Once a return statement has been seen in a function, however, the
return type deduced from that statement can be used in the rest of the
function, including in other return statements. [ Example:
auto n = n; // error, n’s type is unknown
auto f();
void g() { &f; } // error, f’s return type is unknown
auto sum(int i) {
if (i == 1)
return i; // sum’s return type is int
else
return sum(i-1)+i; // OK, sum’s return type has been deduced
}
—end example ]
It's a really hacky approach, and has severe limitations, but here it goes:
First, we need a class that pretends to support every possible operation (as far as possible), such as the fake_anything class. Note that this isn't perfect since at a minimum . and :: won't work. To fake a functor, we give it a function call operator:
template<class... Ts> fake_anything operator()(Ts&&...) const;
Knowing that the lambda has only one operator(), and that operator() has only one template parameter allows us to extract its signature with decltype(&T::operator()<fake_anything>).

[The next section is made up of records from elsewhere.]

Issue #346, opened 2023-02-08
Pipe operator to-do


edemaine:
- [ ] Refs to avoid duplicate computation, e.g. `x |> f ||> g` evaluates `f(x)` twice
- [x] For efficiency, unwrap `&` blocks (or arbitrary single-argument functions) as described in https://github.com/DanielXMoore/Civet/pull/83#issuecomment-1364739339
  ```typescript
  x |> &+1 |> return
  ---
  return (x)+1
  ```
- [x] Weird behavior that kind of makes sense with implicit function application (the pipes go inside the function parameters):
  ```typescript
  array ||> .push 3 ||> .shift() ||> .sort()
  ---
  ($ => $.push(($1 => $1.shift())(3),($2 => $2.sort())(3),3))(array),array
  ```
  I would argue that `|>` and `||>` should have lower precedence than implicit function calls, similar to postfix `if`. Maybe we can fix it by using `NonPipelineExtendedExpression` in all implicit function calls?
- [x] Even worse with newlines and definitely shouldn't happen this way:
  ```typescript
  array
  ||> .push 3
  ||> .shift()
  ||> .sort()
  ---
  ($ => $.push(($1 => $1.shift())(3),($2 => $2.sort())(3),3))(array),array
  ```
  
(porting leftover issues from #318)

PR #370, opened 2023-02-14
#346 Unwrap amp blocks

STRd6:


edemaine (approved):
Wow, this is pretty slick! Not much code, and beautiful results. Pipe output becomes intelligible! 

I would someday like to unwrap all single-argument functions, but I see that's a lot harder, as the argument could be used more than once (so really needs a ref) and doesn't already share a ref object. So definitely a future PR.

PR #371, opened 2023-02-14
x[..] slice

### LINKED ISSUE #365: x[..]
`x[..]` is a convenient way in CoffeeScript to duplicate an array (like `[...x]`)

Even more useful is the assignment form: `x[..] = []`

Currently, ranges seem to need a value at the end.

Workaround: `x[...x.length]`

edemaine:
Fixes #365

I went with the CoffeeScript approach of just allowing `..`, not `...`, to avoid conflict with spreads, though we could add both...

### DIFF
--- a/source/parser.hera
+++ b/source/parser.hera
@@ -776,7 +776,7 @@ SliceParameters
       children: [start, [...ws, {...sep, token: ", "}], [end, ...inc]]
     }
 
-  Loc:l __:ws DotDot ->
+  Loc:l __:ws ( DotDot / DotDotDot ) &( __ CloseBracket ) ->
     const start = {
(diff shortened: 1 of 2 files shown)


STRd6:
I think we should also add `...` to be more compatible with CoffeeScript. We can also add a `&( __ CloseBracket )` assertion to avoid a potential spread conflict.

edemaine:
Thanks for taking care of this. I don't think `&( __ CloseBracket )` is necessary because `SliceParameters` is only used within `MemberBracketContent`. I'd actually worry more about content beforehand, like `foo...`, but that's not possible in `MemberBracketContent`.

PR #372, opened 2023-02-15
implicit return and results aggregation in pattern matching

STRd6:


test/switch.civet
```diff
@@ -629,3 +629,68 @@ describe "switch", ->
...
+        switch x
+          1
+            2
+          else
+            3
+      ---
+      (function() {
+        if(x === 1) {
+            return 2}
+      else  {
```
edemaine, line 646: Is the indentation off here? Maybe it's getting inserted after the `else` instead of before?

edemaine (approved):
That was nice and easy! This makes pattern matching far more useful.

test/switch.civet
STRd6: Yeah, the indentation is way off on the else branches currently.

PR #374, opened 2023-02-16
Namespace and declare support

### LINKED ISSUE #155: TypeScript `namespace` and `export interface`
Here's a small example [from TypeScript](https://www.typescriptlang.org/docs/handbook/declaration-merging.html#merging-namespaces):

```ts
namespace Animals {
  export interface Legged {
    numberOfLegs: number;
  }
  export class Dog {}
}
```

* [x] ~~`namespace` doesn't have an indentation form; it needs braces~~
* [x] `export interface` doesn't parse in general
* [x] `export class Dog` doesn't parse inside `namespace Animals {...}`

### LINKED ISSUE #156: TypeScript `declare`
* [x] `declare let $: JQuery` doesn't parse
* [x] `declare global {}`, `declare module "hot-new-module";` and `declare module "path" {}` parse as function calls
* [x] `declare class`

edemaine:
Fix #155 and fix #156 and various other TypeScript compatibilities discovered when copy/pasting examples.

* `namespace` block is like a top-level module, e.g., can support top-level `export` and can have arbitrary executable code. (Previously could just contain type declarations.)
* `declare` blocks can only contain type declarations, and everything inside is automatically as such (as if it had a `declare` prefix, and can't contain another `declare` prefix).
* `declare class` is a new thing which I call `ClassSignature` by analogy to `FunctionSignature`. It can have methods but they act like function signatures so don't get braced blocks.
* `declare var` was missing (previously only `let`/`const`).
* Function arguments can have a type of just `?` without any colon part, e.g. `function f(arg?)`.


STRd6 (approved):

STRd6:
Looks great, thanks for this!

Issue #335, opened 2023-02-05
Pattern matching bugs


edemaine:
* [x] Empty array pattern `[]`
* [ ] Implicit return:
  ```coffee
  function categorize(x)
    switch x
      1
        'one'
  ```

For this to work, the lambda's return type must be explicitly specified; it can't use deduction, since otherwise the deduced return types will probably conflict.
Finally we can obtain the other arguments to the lambda and the return type using the standard partial specialization approach:
template<class T>
struct extract_signature;
template<class T, class R, class FA, class...Args>
struct extract_signature<R (T::*)(FA, Args...)> {
static_assert(std::is_same<fake_anything, std::decay_t<FA>>::value, "Unexpected signature");
using type = std::function<R(Args...)>;
};
template<class T, class R, class FA, class...Args>
struct extract_signature<R (T::*)(FA, Args...) const> {
static_assert(std::is_same<fake_anything, std::decay_t<FA>>::value, "Unexpected signature");
using type = std::function<R(Args...)>;
};
// other cv- and ref-qualifier versions omitted - not relevant to lambdas
// we can also static_assert that none of Args is fake_anything, or reference to it, etc.
And add an alias template to hide all the ugliness of the hack:
template<class T>
using signature_t = typename extract_signature<decltype(&T::template operator()<fake_anything>)>::type;
And finally we can check that
static_assert(std::is_same<signature_t<decltype(fib)>,
std::function<int(int)>>::value, "Oops");
Demo.
The limitations:
The return type of operator() must be explicitly specified. You cannot use automatic return type deduction, unless all of the return statements return the same type regardless of the return type of the functor.
The faking is very imperfect.
This works for operator() of a particular form only: template<class T> R operator()(T, argument-types...) with or without const, where the first parameter is T or a reference to possibly cv-qualified T.